Par jugement du 14 juillet 2003, la Cour civile du Tribunal cantonal du
canton de Vaud, admettant la demande pour l'essentiel, a fait interdiction à
la défenderesse d'utiliser le nom "Nestlé" dans sa raison sociale (ch. I du
dispositif), l'a sommée de requérir du registre du commerce du canton de
Vaud, dans les 30 jours dès l'entrée en force du jugement, la modification de
sa raison sociale de sorte que le nom "Nestlé" n'y apparaisse plus (ch. II du
dispositif) et lui a ordonné de modifier, dans les trois mois dès l'entrée en
force du jugement, ses papiers d'affaires et sa publicité afin que le nom
"Nestlé" n'y figure plus (ch. III du dispositif), le tout sous la menace,
pour ses organes, des peines prévues à l'art. 292 CP (ch. IV du dispositif).
Pour justifier cette interdiction et ces injonctions, la cour cantonale a
retenu que l'utilisation du nom "Nestlé" par la défenderesse violait le droit
à la marque ainsi que la raison sociale des demanderesses.

C.
La défenderesse interjette un recours en réforme au Tribunal fédéral. Elle
conclut au rejet intégral de la demande. A son avis, la cour cantonale a
admis sans raison valable l'existence d'un risque de confusion au regard du
droit des marques dès lors que l'on n'a pas affaire à une marque de haute
renommée et que ladite marque est utilisée pour d'autres services que ceux
qui sont offerts par la défenderesse. La raison sociale de cette dernière ne
créerait du reste aucun risque de confusion avec celle des demanderesses,
lesquelles ne pourraient de surcroît pas faire valoir le moindre intérêt
juridique à l'admission de leur demande.
Les demanderesses proposent le rejet du recours.

Le Tribunal fédéral considère en droit:

1.
Aux termes de l'art. 15 al. 1 LPM, le titulaire d'une marque de haute
renommée peut interdire à des tiers l'usage de cette marque pour tous les
produits ou les services pour autant qu'un tel usage menace le caractère
distinctif de la marque, exploite sa réputation ou lui porte atteinte. Dans
leur réponse au recours, les demanderesses maintiennent que la marque
"Nestlé" est une marque de haute renommée.

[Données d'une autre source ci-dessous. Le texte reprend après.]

PR #4061, opened 2025-02-07
Get the active interface associated with gw

yalzhang:
The original get_default_gateway_json() in utils_net.py is incomplete and can not work well when iface_name=True. Update it.

### DIFF
--- a/virttest/utils_net.py
+++ b/virttest/utils_net.py
@@ -4112,9 +4112,15 @@ def get_default_gateway_json(
     elif len(default_route_list) == 1:
         default_route = default_route_list[0]
         if "gateway" in default_route:
-            return default_route["gateway"]
+            gw = default_route["gateway"]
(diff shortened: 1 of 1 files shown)


yalzhang:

1.1 La loi ne définit pas la haute renommée. Les critères déterminants pour
décider si une telle qualification s'applique à une marque donnée peuvent
cependant être déduits du but de l'art. 15 LPM, qui est de protéger les
marques de haute renommée contre l'exploitation de leur réputation,
l'atteinte portée à celle-ci et la mise en danger du caractère distinctif de
la marque. Semblable protection se justifie lorsque le titulaire de la marque
a réussi à susciter une renommée telle que cette marque possède une force de
pénétration publicitaire utilisable non seulement pour commercialiser les
produits et fournir les services auxquels elle était destinée à l'origine,
mais encore pour faciliter sensiblement la vente d'autres produits ou la
fourniture d'autres services. Cela suppose que la marque jouisse d'une
considération générale auprès d'un large public. En effet, aussi longtemps
que seuls des cercles d'acheteurs limités à un produit spécifique connaissent
la marque et l'apprécient, il n'existe pas d'intérêt légitime à lui assurer
une protection plus étendue (ATF 124 III 277 consid. 1a p. 279). Toutefois,
pour admettre que l'on a affaire à une marque de haute renommée, il ne suffit
pas que l'existence de la marque soit connue par un pourcentage élevé de
personnes, car cela ne permettrait plus de distinguer la haute renommée d'une
marque de sa notoriété (arrêt 4C.247/1996 du 13 novembre 1998, publié in sic!
2/1999 p. 132, consid. 8d). L'image positive que représente la marque auprès
du public est donc un critère qui ne doit pas être négligé (arrêt 4C.199/2001
du 6 novembre 2001, publié in sic! 3/2002 p. 162, consid. 4b). Il n'est
cependant pas nécessaire que cette image positive fasse l'unanimité en ce
sens que les produits ou les services désignés par la marque de haute
renommée remporteraient tous les suffrages sans exception. Ainsi, des marques
de cigarettes peuvent acquérir une haute renommée, quand bien même le fait de
fumer et, partant, les substances utilisées à cette fin sont, comme tels,
l'objet de controverses au sein du public (Eugen Marbach, Markenrecht, in
Roland von Büren/Lucas David, Schweizerisches Immaterialgüter- und
Wettbewerbsrecht, vol. III Kennzeichenrecht, p. 215).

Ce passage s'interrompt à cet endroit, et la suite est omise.